DATASET EXCERPTS:
PR #1904, opened 2016-01-25
Pull Request for Issue1897: Customized region of interest values are not propogated

dretrex:
The regions of interest were being added and removed from the detectors and scan configurations correctly, but there was no update if the regions were customized.  This has now been remedied.  I updated for all beamlines that require it, which is all but REIXS and SGM.

@iainworkman, will this change need to happen to SGM?  It's something that should be considered an addition when you merge master into SGMUpgrade.


source/acquaman/AMGenericStepScanConfiguration.cpp
```diff
@@ -269,6 +269,16 @@ void AMGenericStepScanConfiguration::removeRegionOfInterest(AMRegionOfInterest *
 		}
 }
 
+void AMGenericStepScanConfiguration::setRegionOfInterestBoundingRange(AMRegionOfInterest *region)
+{
```
helfrij: Should there be a check here to make sure that the region argument is valid?

source/acquaman/IDEAS/IDEASScanConfigurationDbObject.cpp
```diff
@@ -81,3 +81,13 @@ void IDEASScanConfigurationDbObject::removeRegionOfInterest(AMRegionOfInterest *
 			setModified(true);
 		}
 }
+
+void IDEASScanConfigurationDbObject::setRegionOfInterestBoundingRange(AMRegionOfInterest *region)
+{
```
helfrij: Could there be a region check here, as well?

source/acquaman/SXRMB/SXRMBScanConfigurationDbObject.cpp
```diff
@@ -81,6 +81,16 @@ void SXRMBScanConfigurationDbObject::removeRegionOfInterest(AMRegionOfInterest *
 		}
 }
 
+void SXRMBScanConfigurationDbObject::setRegionOfInterestBoundingRange(AMRegionOfInterest *region)
+{
```
helfrij: Region check here?

source/acquaman/VESPERS/VESPERSScanConfigurationDbObject.cpp
```diff
@@ -161,3 +161,13 @@ void VESPERSScanConfigurationDbObject::removeRegionOfInterest(AMRegionOfInterest
 		}
 }
 
+void VESPERSScanConfigurationDbObject::setRegionOfInterestBoundingRange(AMRegionOfInterest *region)
+{
```
helfrij: And here...

source/dataman/BioXAS/BioXASUserConfiguration.cpp
```diff
@@ -49,3 +49,13 @@ void BioXASUserConfiguration::removeRegionOfInterest(AMRegionOfInterest *region)
 			setModified(true);
 		}
 }
+
+void BioXASUserConfiguration::setRegionOfInterestBoundingRange(AMRegionOfInterest *region)
+{
```
helfrij: And here?

helfrij:
Quick question about checking whether regions are valid.

Time Estimate: 10 minutes.

source/acquaman/AMGenericStepScanConfiguration.cpp
dretrex: Pedantically speaking, you are correct.  That has been typically omitted in this (and the addRegionOfInterest and removeRegionOfInterest) because the region of interest itself is emitting the signal through `emit signal(this);` and if the region was not valid then that would cause a seg fault.

PR #1905, opened 2016-01-25
Pull Request for Issue1841: Zebra initialization on application startup

helfrij:
- Created new control for the soft inputs, a subclass of AMSinglePVControl. This control additionally has the .HIGH field control as a member variable. Added the ability to specify a .HIGH field preference before the control is actually connected, and have that preference applied once the control connects.
- Added initialization of the pulse controls and the soft input controls to BioXASSideBeamline.


helfrij:

source/beamline/BioXAS/BioXASZebraPulseControl.cpp
```diff
@@ -200,8 +203,10 @@ void BioXASZebraPulseControl::setInputValue(int value)
 
 void BioXASZebraPulseControl::setEdgeTriggerValue(int value)
 {
-	if (!edgeTriggerControl_->withinTolerance(double(value)))
-		edgeTriggerControl_->move(double(value));
+	if (edgeTriggerValue_ != value) {
+		edgeTriggerValue_ = value;
```
XuetaoLiu-CLS: Don't we need to update `edgeTriggerValue_` when the value of `edgeTriggerControl_` is changed (for example by the caput)?

source/beamline/BioXAS/BioXASZebraSoftInputControl.cpp
```diff
@@ -0,0 +1,46 @@
...
+	if (timeBeforeResetControl_->canMeasure())
+		result = timeBeforeResetControl_->value();
+
+	return result;
+}
+
+void BioXASZebraSoftInputControl::setTimeBeforeReset(double newValue)
+{
+	if (timeBeforeResetValue_ != newValue) {
+		timeBeforeResetValue_ = newValue;
```
XuetaoLiu-CLS: same question here.

XuetaoLiu-CLS:
Looks good, other than two questions.

Time Estimates: 10 minutes.

source/beamline/BioXAS/BioXASZebraPulseControl.cpp
helfrij: I guess it depends! I see what you mean, if someone caput's a new value to the edge trigger control or makes a value change using the EDM screen, the edgeTriggerValue_ is no longer identical to the value of the edgeTriggerControl_ as written. 

The point of storing the value is so that it can be specified before the control connects and applied to the control once it is connected, intentionally overriding any previous values on application startup. If someone changes the value outside of AM, I think it's an indication of something going wrong or that the control is being misused. I'm not sure whether that is best represented as having the edgeTriggerValue_ synchronized to the control's value or not.

helfrij: Perhaps instead of calling this value edgeTriggerValue_, a better name would be edgeTriggerInitialValue_ or edgeTriggerValuePreference_?

dretrex: You are right @helfrij.  And I do like the idea of changing the name to preference.  I think it makes it clearer.

XuetaoLiu-CLS: Thanks @helfrij. The name change makes it clearer.

helfrij:
I believe I've made the appropriate changes for the issues that were brought up. Thanks @XuetaoLiu-CLS @dretrex!

dretrex:
Looks good.
Time Estimate: 3 minutes

PR #1908, opened 2016-01-26
Pull Request for Issue 1906: Remove Detector Mode Check from Scan Action Assemblers

iainworkman:
Removed the check to ensure that the read mode was request read when adding detectors to the scan action assemblers, as it was interfering with XRF detectors.

### DIFF
--- a/source/acquaman/AMEXAFSScanActionControllerAssembler.cpp
+++ b/source/acquaman/AMEXAFSScanActionControllerAssembler.cpp
@@ -156,12 +156,11 @@ AMAction3 *AMEXAFSScanActionControllerAssembler::generateActionTreeForEXAFSStepA
 
 		for(int x = 0; x < detectors_->count(); x++){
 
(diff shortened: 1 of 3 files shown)


iainworkman:
Hey @XuetaoLiu-CLS  Would you mind having a look at this pull request. It basically undos the code added by #1890 , so it should be straight forward.

XuetaoLiu-CLS:
Looks good. But why do we want to redo the changes?

Time Estimates: 5 minutes

dretrex:
Looks good.

Time Estimate: 1 minute

dretrex:
@XuetaoLiu-CLS, it's because the read mode is not actually used by the scaler or AMXRFDetector.  It was causing issues where the scans could not dynamically change the time at the end of regions and during EXAFS scans because the Scaler and XRF detectors aren't set that way.  In fact, you may want to update the SXRMB deployment because they will probably be effected by this.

WHAT YOU ARE ASKED TO DO: Above are the records; retype every one exactly.

RESPONSE:
PR #1904, opened 2016-01-25
Pull Request for Issue1897: Customized region of interest values are not propogated

dretrex:
The regions of interest were being added and removed from the detectors and scan configurations correctly, but there was no update if the regions were customized.  This has now been remedied.  I updated for all beamlines that require it, which is all but REIXS and SGM.

@iainworkman, will this change need to happen to SGM?  It's something that should be considered an addition when you merge master into SGMUpgrade.


source/acquaman/AMGenericStepScanConfiguration.cpp
```diff
@@ -269,6 +269,16 @@ void AMGenericStepScanConfiguration::removeRegionOfInterest(AMRegionOfInterest *
 		}
 }
 
+void AMGenericStepScanConfiguration::setRegionOfInterestBoundingRange(AMRegionOfInterest *region)
+{
```
helfrij: Should there be a check here to make sure that the region argument is valid?

source/acquaman/IDEAS/IDEASScanConfigurationDbObject.cpp
```diff
@@ -81,3 +81,13 @@ void IDEASScanConfigurationDbObject::removeRegionOfInterest(AMRegionOfInterest *
 			setModified(true);
 		}
 }
+
+void IDEASScanConfigurationDbObject::setRegionOfInterestBoundingRange(AMRegionOfInterest *region)
+{
```
helfrij: Could there be a region check here, as well?

source/acquaman/SXRMB/SXRMBScanConfigurationDbObject.cpp
```diff
@@ -81,6 +81,16 @@ void SXRMBScanConfigurationDbObject::removeRegionOfInterest(AMRegionOfInterest *
 		}
 }
 
+void SXRMBScanConfigurationDbObject::setRegionOfInterestBoundingRange(AMRegionOfInterest *region)
+{
```
helfrij: Region check here?

source/acquaman/VESPERS/VESPERSScanConfigurationDbObject.cpp
```diff
@@ -161,3 +161,13 @@ void VESPERSScanConfigurationDbObject::removeRegionOfInterest(AMRegionOfInterest
 		}
 }
 
+void VESPERSScanConfigurationDbObject::setRegionOfInterestBoundingRange(AMRegionOfInterest *region)
+{
```
helfrij: And here...

source/dataman/BioXAS/BioXASUserConfiguration.cpp
```diff
@@ -49,3 +49,13 @@ void BioXASUserConfiguration::removeRegionOfInterest(AMRegionOfInterest *region)
 			setModified(true);
 		}
 }
+
+void BioXASUserConfiguration::setRegionOfInterestBoundingRange(AMRegionOfInterest *region)
+{
```
helfrij: And here?

helfrij:
Quick question about checking whether regions are valid.

Time Estimate: 10 minutes.

source/acquaman/AMGenericStepScanConfiguration.cpp
dretrex: Pedantically speaking, you are correct.  That has been typically omitted in this (and the addRegionOfInterest and removeRegionOfInterest) because the region of interest itself is emitting the signal through `emit signal(this);` and if the region was not valid then that would cause a seg fault.

PR #1905, opened 2016-01-25
Pull Request for Issue1841: Zebra initialization on application startup

helfrij:
- Created new control for the soft inputs, a subclass of AMSinglePVControl. This control additionally has the .HIGH field control as a member variable. Added the ability to specify a .HIGH field preference before the control is actually connected, and have that preference applied once the control connects.
- Added initialization of the pulse controls and the soft input controls to BioXASSideBeamline.


helfrij:

source/beamline/BioXAS/BioXASZebraPulseControl.cpp
```diff
@@ -200,8 +203,10 @@ void BioXASZebraPulseControl::setInputValue(int value)
 
 void BioXASZebraPulseControl::setEdgeTriggerValue(int value)
 {
-	if (!edgeTriggerControl_->withinTolerance(double(value)))
-		edgeTriggerControl_->move(double(value));
+	if (edgeTriggerValue_ != value) {
+		edgeTriggerValue_ = value;
```
XuetaoLiu-CLS: Don't we need to update `edgeTriggerValue_` when the value of `edgeTriggerControl_` is changed (for example by the caput)?

source/beamline/BioXAS/BioXASZebraSoftInputControl.cpp
```diff
@@ -0,0 +1,46 @@
...
+	if (timeBeforeResetControl_->canMeasure())
+		result = timeBeforeResetControl_->value();
+
+	return result;
+}
+
+void BioXASZebraSoftInputControl::setTimeBeforeReset(double newValue)
+{
+	if (timeBeforeResetValue_ != newValue) {
+		timeBeforeResetValue_ = newValue;
```
XuetaoLiu-CLS: same question here.

XuetaoLiu-CLS:
Looks good, other than two questions.

Time Estimates: 10 minutes.

source/beamline/BioXAS/BioXASZebraPulseControl.cpp
helfrij: I guess it depends! I see what you mean, if someone caput's a new value to the edge trigger control or makes a value change using the EDM screen, the edgeTriggerValue_ is no longer identical to the value of the edgeTriggerControl_ as written. 

The point of storing the value is so that it can be specified before the control connects and applied to the control once it is connected, intentionally overriding any previous values on application startup. If someone changes the value outside of AM, I think it's an indication of something going wrong or that the control is being misused. I'm not sure whether that is best represented as having the edgeTriggerValue_ synchronized to the control's value or not.

helfrij: Perhaps instead of calling this value edgeTriggerValue_, a better name would be edgeTriggerInitialValue_ or edgeTriggerValuePreference_?

dretrex: You are right @helfrij.  And I do like the idea of changing the name to preference.  I think it makes it clearer.

XuetaoLiu-CLS: Thanks @helfrij. The name change makes it clearer.

helfrij:
I believe I've made the appropriate changes for the issues that were brought up. Thanks @XuetaoLiu-CLS @dretrex!

dretrex:
Looks good.
Time Estimate: 3 minutes

PR #1908, opened 2016-01-26
Pull Request for Issue 1906: Remove Detector Mode Check from Scan Action Assemblers

iainworkman:
Removed the check to ensure that the read mode was request read when adding detectors to the scan action assemblers, as it was interfering with XRF detectors.

### DIFF
--- a/source/acquaman/AMEXAFSScanActionControllerAssembler.cpp
+++ b/source/acquaman/AMEXAFSScanActionControllerAssembler.cpp
@@ -156,12 +156,11 @@ AMAction3 *AMEXAFSScanActionControllerAssembler::generateActionTreeForEXAFSStepA
 
 		for(int x = 0; x < detectors_->count(); x++){
 
(diff shortened: 1 of 3 files shown)


iainworkman:
Hey @XuetaoLiu-CLS  Would you mind having a look at this pull request. It basically undos the code added by #1890 , so it should be straight forward.

XuetaoLiu-CLS:
Looks good. But why do we want to redo the changes?

Time Estimates: 5 minutes

dretrex:
Looks good.

Time Estimate: 1 minute

dretrex:
@XuetaoLiu-CLS, it's because the read mode is not actually used by the scaler or AMXRFDetector.  It was causing issues where the scans could not dynamically change the time at the end of regions and during EXAFS scans because the Scaler and XRF detectors aren't set that way.  In fact, you may want to update the SXRMB deployment because they will probably be effected by this.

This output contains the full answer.